Defined. Subrogation is a legal term describing a right exercised by insurance carriers. It is the right to sue a third party to recover monies paid by the insurance company on a claim. The carrier pays its insured for injuries or losses and then sues the party that caused them.
"Subrogation is defined as the substitution of another person in place of the creditor or claimant to whose rights he or she succeeds in relation to the debt or claim.' [Citation.] It provides a method of compelling the ultimate payment by one who in justice and good conscience ought to make it—of putting the charge where it justly belongs." (State Farm General Ins. Co. v. Wells Fargo Bank, N.A. (2006) 143 Cal.App.4th 1098, 1105.)
"In the case of insurance, subrogation takes the form of an insurer's right to be put in the position of the insured in order to pursue recovery from third parties legally responsible to the insured for a loss which the insurer has both insured and paid.' [Citation.] 'The right of subrogation is purely derivative. An insurer entitled to subrogation is in the same position as an assignee of the insured's claim, and succeeds only to the rights of the insured. The subrogated insurer is said to "'stand in the shoes" of its insured, because it has no greater rights than the insured and is subject to the same defenses assertable against the insured. Thus, an insurer cannot acquire by subrogation anything to which the insured has no rights, and may claim no rights which the insured does not have.' [Citation.]" (Fire Ins. Exchange v. Hammond (2000) 83 Cal.App.4th 313, 317.)
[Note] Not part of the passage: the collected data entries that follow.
Issue #505, opened 2022-02-07
Wallet files created using key manager import have incorrect structure


jframe:
The key manager API import endpoint is creating wallet files with the incorrect structure. The type of the file isn't specified and the files paths are file URIs.

e.g.
```
--- !<file-keystore>
keystoreFile: "file:///Users/jason/code/web3signer/tmp/keymanager/0x98c8f1b6cbaf4210426743638b7a421fb99db2614a6246853da41413ed55bd886faf6df8a46b84eca166e418351f2b24.json"
keystorePasswordFile: "file:///Users/jason/code/web3signer/tmp/keymanager/0x98c8f1b6cbaf4210426743638b7a421fb99db2614a6246853da41413ed55bd886faf6df8a46b84eca166e418351f2b24.password"
keyType: "BLS"
```

It should be:
```
type: "file-keystore"
keystoreFile: "/Users/jason/code/web3signer/tmp/keymanager/0x98c8f1b6cbaf4210426743638b7a421fb99db2614a6246853da41413ed55bd886faf6df8a46b84eca166e418351f2b24.json"
keystorePasswordFile: "/Users/jason/code/web3signer/tmp/keymanager/0x98c8f1b6cbaf4210426743638b7a421fb99db2614a6246853da41413ed55bd886faf6df8a46b84eca166e418351f2b24.password"
keyType: "BLS"
```

Tasks
1. Make the automated tests break for this bug.
2. Investigate and use the correct Jackson config to produce the right format.
3. Remove the file:/// prefix.
4. Ensure network resources can't be loaded (e.g. over http://)

PR #527, opened 2022-03-06
[#505] Fix Keystore metadata yaml file generation

usmansaleem:
Fix Keystore metadata yaml file generation for key manager import. See #505.


core/src/main/java/tech/pegasys/web3signer/core/service/http/handlers/keymanager/imports/ImportKeystoresHandler.java
```diff
@@ -169,7 +165,8 @@ public void handle(RoutingContext context) {
           final BlsArtifactSigner signer =
               decryptKeystoreAndCreateSigner(jsonKeystoreData, password);
           // 2. write keystore file to disk
-          createKeyStoreYamlFileAt(pubkey, jsonKeystoreData, password);
+          new KeystoreConfigurationFilesCreator(keystorePath, pubkey, jsonKeystoreData)
```
jframe, line 168: We have a KeystoreFileManager so it probably make sense for the create to part of that

usmansaleem: refactored to KeystoreFileManager.

core/src/main/java/tech/pegasys/web3signer/core/service/http/handlers/keymanager/delete/KeystoreFileManager.java
```diff
@@ -39,6 +41,9 @@
 public class KeystoreFileManager {
```
siladu, line 41: Suggestion: Now this is used by the import flow, should it be pulled up a package from `delete` to `keymanager`?

core/src/main/java/tech/pegasys/web3signer/core/service/http/handlers/keymanager/delete/KeystoreFileManager.java
```diff
@@ -55,6 +60,39 @@ public void deleteKeystoreFiles(final String pubkey) throws IOException {
...
+   */
+  public void createKeystoreFiles(
+      final String fileNameWithoutExtension, final String jsonKeystoreData, final char[] password)
+      throws IOException {
+    final Path metadataYamlFile = keystorePath.resolve(fileNameWithoutExtension + YAML_EXTENSION);
+    final Path keystoreJsonFile = keystorePath.resolve(fileNameWithoutExtension + JSON_EXTENSION);
+    final Path keystorePasswordFile =
+        keystorePath.resolve(fileNameWithoutExtension + PASSWORD_EXTENSION);
+
+    // create yaml file first (so that if it fails we haven't written password file before it)
```
siladu, line 81: Do you think we also need to cleanup the other files in `removeSignersAndCleanupImportedKeystoreFiles`?
Or at least the keystore json file if e.g. writing the password file fails.

I know it's not directly related to your changes, but your comment made me realise there was actually three files to cleanup not just the yaml file.

core/src/main/java/tech/pegasys/web3signer/core/service/http/handlers/keymanager/delete/KeystoreFileManager.java
```diff
@@ -55,6 +60,39 @@ public void deleteKeystoreFiles(final String pubkey) throws IOException {
     }
   }
 
+  /**
+   * Create Keystore metadata, json and password files
+   *
+   * @param fileNameWithoutExtension File name, usually public key, without extension.
+   * @param jsonKeystoreData Keystore Json data which will be written to
+   *     fileNameWithoutExtension.json
+   * @param password password char[] which will be written as pubkey.password. All the values in the
```
siladu, line 69: s/pubkey.password/fileNameWithoutExtension.password ?

core/src/main/java/tech/pegasys/web3signer/core/service/http/handlers/keymanager/delete/KeystoreFileManager.java
siladu: Also really like that this comment explains the _why_ :)

core/src/main/java/tech/pegasys/web3signer/core/multikey/metadata/parser/YamlSignerParser.java
```diff
@@ -26,13 +26,16 @@
...
 import com.fasterxml.jackson.databind.JsonMappingException;
+import com.fasterxml.jackson.dataformat.yaml.YAMLGenerator;
 import com.fasterxml.jackson.dataformat.yaml.YAMLMapper;
 
 public class YamlSignerParser implements SignerParser {
 
   public static final YAMLMapper YAML_MAPPER =
       YAMLMapper.builder()
           .addModule(new SigningMetadataModule())
+          .disable(YAMLGenerator.Feature.WRITE_DOC_START_MARKER)
```
siladu, line 37: Tests don't break when I comment this out

jframe (approved):
LGTM

core/src/main/java/tech/pegasys/web3signer/core/multikey/metadata/parser/SigningMetadataModule.java
```diff
@@ -36,6 +37,8 @@ public SigningMetadataModule() {
 
     addDeserializer(Bytes.class, new BytesDeserialiser());
     addSerializer(Bytes.class, new BytesSerializer());
+
+    addSerializer(Path.class, new NioPathSerializer());
```
siladu, line 41: NioPathSerializer is already [a built in jackson class](https://fasterxml.github.io/jackson-databind/javadoc/2.13/com/fasterxml/jackson/databind/ext/NioPathSerializer.html) that does the opposite of what you're doing here (i.e. it does `path.toUri().toString()`).

Can use the built in [`ToStringSerializer`](https://fasterxml.github.io/jackson-databind/javadoc/2.13/com/fasterxml/jackson/databind/ser/std/ToStringSerializer.html) I think...
```suggestion
    addSerializer(Path.class, new ToStringSerializer());
```

siladu (commented):
Some suggestions and a question about the password array.

siladu (changes requested):
Marking my previous comments as a blocker in case they're missed now that there's been an approval

core/src/main/java/tech/pegasys/web3signer/core/multikey/metadata/parser/YamlSignerParser.java
jframe: Think it's still cleaner if we don't have this in the file we generate as our docs specify the format without the yaml doc start marker. I think the yaml parser handles it fine though.

core/src/main/java/tech/pegasys/web3signer/core/service/http/handlers/keymanager/delete/KeystoreFileManager.java
```diff
@@ -55,6 +60,39 @@ public void deleteKeystoreFiles(final String pubkey) throws IOException {
...
+    createYamlFile(metadataYamlFile, data);
+
+    // keystore json file
+    Files.writeString(keystoreJsonFile, jsonKeystoreData, StandardCharsets.UTF_8);
+
+    // password file
+    Files.writeString(keystorePasswordFile, new String(password), StandardCharsets.UTF_8);
+
+    // reset password array argument
+    Arrays.fill(password, ' ');
```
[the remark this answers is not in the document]
usmansaleem: This is mainly a security recommendation ... i.e. the password should not be sitting in memory for longer than needed. But I guess we are already using String to represent password everywhere in our codebase.

core/src/main/java/tech/pegasys/web3signer/core/service/http/handlers/keymanager/delete/KeystoreFileManager.java
usmansaleem: I didn't realize it was in delete subpackage. Will move it.

core/src/main/java/tech/pegasys/web3signer/core/multikey/metadata/parser/SigningMetadataModule.java
```diff
@@ -81,4 +84,13 @@ public void serialize(
       gen.writeString(value.toString());
     }
   }
+
+  public static class NioPathSerializer extends JsonSerializer<Path> {
+    @Override
+    public void serialize(Path path, JsonGenerator gen, SerializerProvider serializers)
+        throws IOException {
+      // serialize Path without uri (Jackson's implementation uses uri)
+      gen.writeString(path.toString());
```
jframe, line 93: Will this give us the absolute or relative path? I guess relative should be fine as long as it's relative to the keystore directory.

core/src/main/java/tech/pegasys/web3signer/core/multikey/metadata/parser/SigningMetadataModule.java
```diff
@@ -81,4 +84,13 @@ public void serialize(
       gen.writeString(value.toString());
     }
   }
+
+  public static class NioPathSerializer extends JsonSerializer<Path> {
```
jframe, line 88: Name seems a bit odd. But maybe irrelevant if we can use the ToStringSerializer that siladu suggested.

core/src/main/java/tech/pegasys/web3signer/core/service/http/handlers/keymanager/delete/KeystoreFileManager.java
usmansaleem: good catch ... I also realized I missed the javadoc wording after refactoring it.

core/src/main/java/tech/pegasys/web3signer/core/multikey/metadata/parser/YamlSignerParser.java
usmansaleem: Probably because for reading the yaml file it really doesn't matter as long as its a valid yaml file. Having a doc start marker should still work, its just that it does not match our examples. Hence when writing the yaml files, we ought to not write it.

core/src/main/java/tech/pegasys/web3signer/core/service/http/handlers/keymanager/delete/KeystoreFileManager.java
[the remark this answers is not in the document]
jframe: This removes the password from memory. If we just use a string it could stay in memory for a long time.

core/src/main/java/tech/pegasys/web3signer/core/multikey/metadata/parser/SigningMetadataModule.java
usmansaleem: Thats a good idea.

core/src/main/java/tech/pegasys/web3signer/core/multikey/metadata/parser/YamlSignerParser.java
```diff
@@ -26,13 +26,16 @@
...
+          .disable(YAMLGenerator.Feature.USE_NATIVE_TYPE_ID)
```
jframe, line 38: Why it this needed?

core/src/main/java/tech/pegasys/web3signer/core/multikey/metadata/parser/SigningMetadataModule.java
usmansaleem: 👍🏼

core/src/main/java/tech/pegasys/web3signer/core/multikey/metadata/parser/YamlSignerParser.java
usmansaleem: Native type id would generate `!<file-keystore>`. Disabling it will generate `type="file-keystore"`

core/src/main/java/tech/pegasys/web3signer/core/service/http/handlers/keymanager/delete/KeystoreFileManager.java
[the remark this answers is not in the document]
siladu: Discussed this with @usmansaleem. It's already String elsewhere so if we want to achieve this we probably want a wider PR to address it throughout the codebase.

core/src/main/java/tech/pegasys/web3signer/core/service/http/handlers/keymanager/delete/KeystoreFileManager.java
```diff
@@ -55,6 +59,37 @@ public void deleteKeystoreFiles(final String pubkey) throws IOException {
...
+      throws IOException {
+    final Path metadataYamlFile =
+        keystorePath.resolve(fileNameWithoutExtension + METADATA_YAML_EXTENSION);
+    final Path keystoreJsonFile =
+        keystorePath.resolve(fileNameWithoutExtension + KEYSTORE_JSON_EXTENSION);
+    final Path keystorePasswordFile =
+        keystorePath.resolve(fileNameWithoutExtension + KEYSTORE_PASSWORD_EXTENSION);
+
+    // create yaml file first (so that if it fails we haven't written password file before it)
+    final FileKeyStoreMetadata data =
```
jframe, line 82: Thinking the create should be atomic and transactional so if any individual file fails to create we clean up by deleting the partially created one. So basically thinking we should add a catch and do the deletes in this function.

core/src/main/java/tech/pegasys/web3signer/core/service/http/handlers/keymanager/KeystoreFileManager.java
```diff
@@ -55,6 +59,44 @@ public void deleteKeystoreFiles(final String pubkey) throws IOException {
...
+        keystorePath.resolve(fileNameWithoutExtension + METADATA_YAML_EXTENSION);
+    final Path keystoreJsonFile =
+        keystorePath.resolve(fileNameWithoutExtension + KEYSTORE_JSON_EXTENSION);
+    final Path keystorePasswordFile =
+        keystorePath.resolve(fileNameWithoutExtension + KEYSTORE_PASSWORD_EXTENSION);
+
+    final FileKeyStoreMetadata data =
+        new FileKeyStoreMetadata(keystoreJsonFile, keystorePasswordFile, KeyType.BLS);
+    try {
+      // create yaml file first (so that if it fails we haven't written password file before it)
```
siladu, line 85: nit: Is this comment relevant anymore now there's an atomic delete?

siladu (approved):
Looks good, just a nit about a comment

core/src/main/java/tech/pegasys/web3signer/core/service/http/handlers/keymanager/imports/ImportKeystoresHandler.java
```diff
@@ -221,43 +223,25 @@ private void handleInvalidRequest(final RoutingContext routingContext, final Exc
...
-        Files.deleteIfExists(keystorePath.resolve(pubkey + ".yaml"));
-      } catch (Exception e) {
-        LOG.error("Failed to cleanup imported keystore file for key: " + pubkey);
+      } catch (final InterruptedException | ExecutionException e) {
+        LOG.warn("Unable to remove signer for {} due to {}", pubkey, e.getMessage());
       }
+
+      deleteFile(keystorePath.resolve(pubkey + METADATA_YAML_EXTENSION));
+      deleteFile(keystorePath.resolve(pubkey + KEYSTORE_JSON_EXTENSION));
+      deleteFile(keystorePath.resolve(pubkey + KEYSTORE_PASSWORD_EXTENSION));
```
jframe, line 236: Don't think deleting the files is necessary anymore now that the KeyStoreFileManager cleans up on failure

usmansaleem: This might still be required if error happens outside create operation ... since its 'deleteIfExist' it won't cause unnecessary exceptions.

jframe (approved):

"The essential elements of an insurer's cause of action for equitable subrogation are as follows: (a) the insured suffered a loss for which the defendant is liable, either as the wrongdoer whose act or omission caused the loss or because the defendant is legally responsible to the insured for the loss caused by the wrongdoer; (b) the claimed loss was one for which the insurer was not primarily liable; (c) the insurer has compensated the insured in whole or in part for the same loss for which the defendant is primarily liable; (d) the insurer has paid the claim of its insured to protect its own interest and not as a volunteer; (e) the insured has an existing, assignable cause of action against the defendant which the insured could have asserted for its own benefit had it not been compensated for its loss by the insurer; (f) the insurer has suffered damages caused by the act or omission upon which the liability of the defendant depends; (g) justice requires that the loss be entirely shifted from the insurer to the defendant, whose equitable position is inferior to that of the insurer; and (h) the insurer's damages are in a liquidated sum, generally the amount paid to the insured." (Fireman's Fund Ins. Co. v. Maryland Casualty Co. (1998) 65 Cal.App.4th 1279. 1292.)
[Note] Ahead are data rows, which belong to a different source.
PR #704, opened 2026-07-16
fix: whitespaces parsing inside normalizer

kacperzolkiewski:
# Summary

This PR fixes whitespaces parsing between tags in normaliser.

## Test Plan

Insert some external html into example mobile/web app by `Set input's value` button for example:
```
<p>Asdasd</p>
<p>Asdasd</p>
<p>Asdasd</p>
```
And see if the output html is the same.

## Screenshots / Videos

https://github.com/user-attachments/assets/b112bfb8-0cc5-4fa7-b106-8b9978f70fa1

## Compatibility

| OS      | Implemented |
| ------- | :---------: |
| iOS     |    ✅     |
| Android |    ✅     |
| Web     |    ✅     |

## Checklist

- [X] E2E tests are passing


src/web/normalization/htmlNormalizer.ts
```diff
@@ -323,11 +323,27 @@ function escapeText(s: string): string {
 
 // --- Blockquote content flattening ---
 
+function isWhitespaceOnly(value: string): boolean {
+  for (let i = 0; i < value.length; i++) {
+    const c = value.charCodeAt(i);
+    // space, tab, LF, CR, FF — mirrors GumboNormalizer.c
```
hejsztynx: NIT: i would remove the mention about the mirroring. The whole file is mirrored overall and it's already stated in the very top of the file.
```suggestion
    // space, tab, LF, CR, FF
```

cpp/parser/GumboNormalizer.c
```diff
@@ -674,10 +689,13 @@ static void walk_children(GumboNode *node, buffer_t *out) {
...
         if (is_br_node(child)) {
-          if (ib.len > 0)
+          /* Whitespace-only buffer is layout noise; treat like empty → <br> */
+          if (ib.len > 0 && !is_whitespace_only(ib.data, ib.len))
             flush_inline_p(&ib, out);
-          else
+          else {
+            buffer_clear(&ib);
             buffer_append_str(out, "<br>");
+          }
```
hejsztynx: If we modified the `flush_inline_p` to return boolean, depending if it run the internal `if` branch, we could clean this up as the `ib.len` `is_whitespace_only` checks and `buffer_clean` is already done inside `flush_inline_p`. The same suggestion would apply to the web's normalzier. I don't insist on that, just a suggestion

```suggestion
if (!flush_inline_p(&ib, out))
     buffer_append_str(out, "<br>");
```

hejsztynx (approved):
Works great! Just left some minor comments.

cpp/parser/GumboNormalizer.c
kacperzolkiewski: fixed

exploIF (approved):

PR #707, opened 2026-07-17
feat(web): browser environment assertion

hejsztynx:
# Summary

Both components `EnrichedText` and `EnrichedTextInput` are using DOM - `DOMPurify`, `DOMParser`, `TipTap`. An attempt of rendering them in a non-browser environment, e.g. in SSR applications, would result in a crash. Only `DOMParser` availability check was present, but it was silent. Now we check for the browser environment before any other component logic and throw a proper error. Documentation was also updated, to explicitly point the client-only nature of the components.

## Compatibility

| OS      | Implemented |
| ------- | :---------: |
| iOS     |    ❌     |
| Android |    ❌     |
| Web     |    ✅     |

## Checklist

- [x] E2E tests are passing


exploIF:
`TipTap` works SSR, why our input cannot work there as well?

hejsztynx:
> `TipTap` works SSR, why our input cannot work there as well?

We've decided to move the SSR implementation to the backlog, I'm re-opening this PR for reviews.

kacperzolkiewski (approved):
LGTM!

szydlovsky (approved):

PR #712, opened 2026-07-20
docs: project configuration

hejsztynx:
# Summary

- wired up ESLint and TS, as we now have interactive examples' code visible directly in the docs.
- `react-native-enriched-html` is now linked locally.
- as the library is resolved locally, the CI build scripts need its dependencies installed,so the root `node_modules` has become available now in the CI scripts.


eslint.config.mjs
```diff
@@ -33,6 +33,16 @@ export default defineConfig([
...
+    ignores: [
+      'node_modules/',
+      'lib/',
+      'apps/example-web/dist/',
+      'cpp/build/',
+      'docs/**/*',
+      '!docs/src',
+      '!docs/src/examples',
+      '!docs/src/examples/**',
+      '!docs/*',
```
kacperzolkiewski, line 48: What exactly do we want to include in the ESLint configuration from the docs at this point?

hejsztynx: Yeah, good point, it looks messy. I added a clarifying comment what is included in the end.

I could not get ESLint to work as needed until this `ignores` list worked. `'docs/**/*'` ignores all files and the last two`'!docs/src/examples/**'` with `'!docs/*'` includes what we want. The intermediate `'!docs/src'` and '!docs/src/examples'` are for the ESLint to be able to just traverse those directories (as the first line excludes them) one by one and reach `examples`, where we then re-include it.

If you find a better way of getting this to work, I'm happy to apply it.

kacperzolkiewski (approved):
LGTM

package.json
```diff
@@ -45,10 +45,11 @@
     "example": "yarn workspace react-native-enriched-example",
     "example-web": "yarn workspace react-native-enriched-web-example",
     "test": "jest --passWithNoTests",
-    "typecheck": "yarn typecheck:lib && yarn typecheck:example && yarn typecheck:example-web",
+    "typecheck": "yarn typecheck:lib && yarn typecheck:example && yarn typecheck:example-web && yarn typecheck:docs",
     "typecheck:lib": "tsc -p tsconfig.build.json",
     "typecheck:example": "tsc -p apps/example/tsconfig.json",
     "typecheck:example-web": "tsc -p apps/example-web/tsconfig.app.json",
+    "typecheck:docs": "tsc -p docs/tsconfig.json",
```
exploIF, line 54: Imo, we should run it before docs publish

package.json
exploIF, line 1: Could you add two scripts in root package.json:
- install docs dependencies
- start docs locally

hejsztynx: added `docs-install` and `docs-start` scripts

szydlovsky (approved):

exploIF (approved):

"While the insurer by subrogation steps into the shoes of the insured, that substitute position is qualified by a number of equitable principles. For example, an insurer cannot bring a subrogation action against its own insured. ... [¶] The most restrictive principle is the doctrine of superior equities, which prevents an insurer from recovering against a party whose equities are equal or superior to those of the insurer." (State Farm General Ins. Co. v. Wells Fargo Bank, N.A. (2006) 143 Cal.App.4th 1098, 1106-1107.)
Waiver of Subrogation. The named insured's intentional relinquishing of any right to recover damages from another party who may be responsible. Such waivers are frequently found in the insurances provisions in an association's CC&Rs.